- What to do: The entries that follow include a run beginning at the line with "a single cloud" and ending at the line with "have XYZ duplicated."; restate that run word for word and leave the rest out.

- Extracted entries:
PR #345, opened 2022-01-06
Add project() to examples and remove hard-dependency on Ogre1

chapulina:
# 🦟 Bug fix

## Summary

This is needed to silence CMake warnings like this:

```
33: CMake Warning (dev) in CMakeLists.txt:
33:   No project() command is present.  The top-level CMakeLists.txt file must
33:   contain a literal, direct call to the project() command.  Add a line of
33:   code such as
33: 
33:     project(ProjectName)
33: 
33:   near the top of the file, but after cmake_minimum_required().
33: 
33:   CMake is pretending there is a "project(Project)" command on the first
33:   line.
33: This warning is for project developers.  Use -Wno-dev to suppress it.
```

These warnings show up on Jenkins CI since we migrated from Bionic to Focal:

* https://github.com/ignition-tooling/release-tools/pull/565

~~There's still another warning coming from `ign-rendering`, tracked here:~~

I added a workaround for the warning coming from `ign-rendering` until we fix it upstream

* https://github.com/ignitionrobotics/ign-rendering/issues/360

## Checklist
- [x] Signed all commits for DCO
- [ ] Added tests
- [ ] Updated documentation (as needed)
- [ ] Updated migration guide (as needed)
- [x] `codecheck` passed (See [contributing](https://ignitionrobotics.org/docs/all/contributing#contributing-code))
- [x] All tests passed (See [test coverage](https://ignitionrobotics.org/docs/all/contributing#test-coverage))
- [x] While waiting for a review on your PR, please help review [another open pull request](https://github.com/pulls?q=is%3Aopen+is%3Apr+user%3Aignitionrobotics+repo%3Aosrf%2Fsdformat+archived%3Afalse+) to support the maintainers

**Note to maintainers**: Remember to use **Squash-Merge** and edit the commit message to match the pull request summary while retaining `Signed-off-by` messages.

🔸🔸🔸🔸🔸🔸🔸🔸🔸🔸🔸🔸🔸🔸🔸🔸🔸🔸🔸🔸🔸🔸🔸🔸🔸🔸🔸🔸🔸🔸🔸🔸🔸🔸🔸🔸🔸

PR #346, opened 2022-01-07
Point cloud visualization plugin

chapulina:
# 🎉 New feature

* Closes https://github.com/ignitionrobotics/ign-gazebo/issues/1156
* Requires https://github.com/ignitionrobotics/ign-msgs/pull/210 (also needs to be merged forward)

## Summary

Porting the point cloud visualization tool from [osrf/lrauv](https://github.com/osrf/lrauv/).

This needs to target Garden because it requires per-point coloring of point clouds:

* https://github.com/ignitionrobotics/ign-rendering/pull/494
* https://github.com/ignitionrobotics/ign-gui/pull/318
* https://github.com/ignitionrobotics/ign-msgs/pull/202

Features:

* Display hundreds of thousands of points with different colors
* Point positions in 3D come from a `PointCloudPacked` message
* Optionally, users can choose a separate `FloatV` topic to get values for each point
* Point size and color can be changed from the GUI
* Multiple point clouds can be displayed side-by-side, just instantiate the plugin multiple times

Known issues:

* https://github.com/ignitionrobotics/ign-rendering/issues/497

## Future work:

There are many improvements that can be made to the plugin. Here are some improvements I can think of for the future:

* Use a palette with more than 2 colors to have a richer gradient
* Optionally take color from a channel on the point cloud, instead of another topic
* Support a custom reference frame, so we can properly visualize LIDAR data - right now all points must be expressed in the world frame

## Test it

See the added example and its instructions:

pc_viz_example

Here's an examples using it to display maritime science data for LRAUV:

pc_viz

## Checklist
- [x] Added tests
- [x] ~~Updated migration guide (as needed)~~


src/plugins/point_cloud/PointCloud.hh
```diff
@@ -0,0 +1,242 @@
...
+namespace gui
+{
+namespace plugins
+{
+  class PointCloudPrivate;
+
+  /// \brief Visualize PointCloudPacked messages in the 3D scene.
+  /// By default, the whole cloud is displayed using a single color. Users
+  /// can optionally choose a topic publishing FloatV messages which will be
+  /// used to color all points with a color gradient according to their values.
```
mabelzhang, line 44: A bit more guidelines about the FloatV message should be given - its index has to match the point cloud (and what happens if it doesn't, undefined behavior or error), what kind of values (in range [0, 1] or whatever, I know it's determined automatically, but it's not clear to the reader).

src/plugins/point_cloud/PointCloud.cc
```diff
@@ -0,0 +1,496 @@
...
+  /// \brief Minimum value in latest float vector
+  public: float minFloatV{std::numeric_limits<float>::max()};
+
+  /// \brief Maximum value in latest float vector
+  public: float maxFloatV{-std::numeric_limits<float>::max()};
+
+  /// \brief Color for minimum value
+  public: ignition::math::Color minColor{1.0f, 0.0f, 0.0f, 1.0f};
+
+  /// \brief Color for maximum value
```
mabelzhang, line 86: Maybe it's beneficial to mention that these can be changed in the GUI?

mabelzhang (commented):
First pass. I looked at the code, but I need to finish rebuilding Ignition G to test this.

I know we've looked at this together a handful of times already, but I'm trying to wear a stricter hat here as it's going into Ignition, whereas in the application-specific project it's more like "anything goes."

src/plugins/point_cloud/PointCloud.hh
```diff
@@ -0,0 +1,242 @@
...
+    public: Q_INVOKABLE void Show(bool _show);
+
+    /// \brief Callback when refresh button is pressed.
+    public: Q_INVOKABLE void OnRefresh();
+
+    /// \brief Makes a request to populate the scene with markers
+    private: void PublishMarkers();
+
+    /// \brief Makes a request to delete all markers related to the point cloud.
+    private: void ClearMarkers();
```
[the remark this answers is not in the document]
chapulina: API / ABI only matters if we start installing the headers, which we aren't doing for this plugin so far. And private functions can be safely changed without breaking API / ABI. But I think that it's a good idea to move this to the private class for organization. Done.

src/plugins/point_cloud/PointCloud.hh
```diff
@@ -0,0 +1,242 @@
...
+    /// \brief Notify that topic list has changed
+    signals: void PointCloudTopicListChanged();
+
+    /// \brief Set topic to subscribe to for point cloud.
+    /// \param[in] _topicName Name of selected topic
+    public: Q_INVOKABLE void OnPointCloudTopic(const QString &_topicName);
+
+    /// \brief Callback function for float vector topic.
+    /// \param[in] _msg Float vector message
+    public: void OnFloatV(const ignition::msgs::Float_V &_msg);
```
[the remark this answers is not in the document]
chapulina: > How much does API matter in these plugins?

We're free to change it as much as we want, because the header isn't installed. All that users get is the `.so` file.

> maybe these can be privatized.

They need to be public for the QML to call them

> seem an ad-hoc data structure to represent this kind of data. 

Agreed in part. There's a reason we chose this format, right? PC fields are indeed more standard, but for the LRAUV use case, this means either:

* a single cloud that holds lots of different data, which may be wasteful if you're only interested in one type of data, 
* or multiple clouds that have XYZ duplicated.

So I think there is a valid use case for this format, even though it does feel unconventional. And I think the plugin can be extended in the future to alternatively support fields, and give users the choice of one or the other in the UI. Similarly, we should extend the plugin in the future to accept doubles, vectors, etc.

src/plugins/point_cloud/PointCloud.hh
chapulina: Added, let me know what you think.

chapulina:
Thanks for the review, @mabelzhang . I've addressed your comments and added an example. This is now open for review.

src/plugins/point_cloud/PointCloud.hh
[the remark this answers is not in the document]
mabelzhang: Yes, the floats are better than point cloud fields, but I was thinking of whether there's a data structure we hadn't thought of in the rush. In particular, I was thinking of organized point clouds with a width, height, and length. Then the ordering of the float array would be entirely up to the user to figure out, with no help from the API. In practice, that means trial and error. It's not the end of the world, it just seems not as well thought-through. It may be a corner case, as point clouds are often not organized. I won't let perfect get in the way of good.

examples/standalone/point_cloud/README.md
```diff
@@ -0,0 +1,43 @@
...
+
+        cd <path to ign-gui>/examples/standalone/point_cloud
+
+1. Launch the example config file:
+
+        ign gui point_cloud.config
+
+3. From the build directory above, publish clouds to be visualized:
+
+    ./point_cloud
```
mabelzhang, line 40: This code block isn't showing up correctly. More spaces?

src/plugins/point_cloud/PointCloud.hh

- Completed task:
* a single cloud that holds lots of different data, which may be wasteful if you're only interested in one type of data, 
* or multiple clouds that have XYZ duplicated.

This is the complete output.